Development of a comprehensive PMT optical model for the JUNO experiment

TL;DR

This paper develops a detailed optical model for JUNO's 20-inch PMTs, accounting for non-uniformities and material variances to improve detector simulation accuracy and energy response modeling.

Contribution

It introduces a comprehensive PMT optical model that incorporates non-uniform PDE, reflectance, and material properties, surpassing simplified uniform models.

Findings

More reflectance predicted for HPK PMTs

Less reflectance for NNVT PMTs

PDE variation within a few percent

Abstract

There are 17,612 20-inch photomultiplier tubes (PMTs) installed at the Jiangmen Underground Neutrino Observatory (JUNO). Developing a precise optical model for the PMTs is crucial for enhancing the accuracy of detector simulations and refining the energy response model at JUNO. In this study, we established a comprehensive PMT optical model based on prior studies, taking into account the non-uniformity of photon detection efficiency (PDE) across the PMT surface and the variances in PDE as well as reflections among different PMTs.
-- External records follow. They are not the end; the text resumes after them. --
PR #16233, opened 2024-05-21
16232 only remove checkbox on embedded tables

### LINKED ISSUE #16232: Netbox UI. Checkbox disappearing in any Table (Site, Rack, etc) after clicking to next page
### Deployment Type

Self-hosted

### NetBox Version

v4.0.2

### Python Version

By collecting reflectance data from 669 PMTs and utilizing PDE data from mass testing systems, we estimated the thickness maps of the photocathode (PC) and the anti-reflective coating (ARC) for each PMT. We also determined the collection efficiency (CE) by decomposing PDE with consideration of the optical processes occurring within the PMTs. The refractive index and extinction coefficient of both the PC and ARC, along with the escape factor, were evaluated over a broad wavelength range of 300~nm to 700~nm, covering the entire spectrum of interest for JUNO. Compared to the prediction from a simplified PMT optical model, which assumes uniform PC and ARC across all PMTs of the same type, the further developed PMT optical model yields much more reflectance for HPK PMTs and less for NNVT PMTs, and the change in PDE is at the level of a few percent. This comprehensive PMT optical model also provides a valuable reference for other PMT-based applications.